##### Material for this task #####
Issue #9519, opened 2025-10-22
Deleting a collection while a backup is taking place stops the backup


jfrancoa:
### How to reproduce this bug?

It has been observed that if the backup process is triggered and one of the collection which is about to be backed up gets deleted the backup process will fail trying to copy the files from that missing collection.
#####
§ About this task
Please retype all of the lines above exactly as they stand.

§ Exercise result
Issue #9519, opened 2025-10-22
Deleting a collection while a backup is taking place stops the backup


jfrancoa:
### How to reproduce this bug?

It has been observed that if the backup process is triggered and one of the collection which is about to be backed up gets deleted the backup process will fail trying to copy the files from that missing collection.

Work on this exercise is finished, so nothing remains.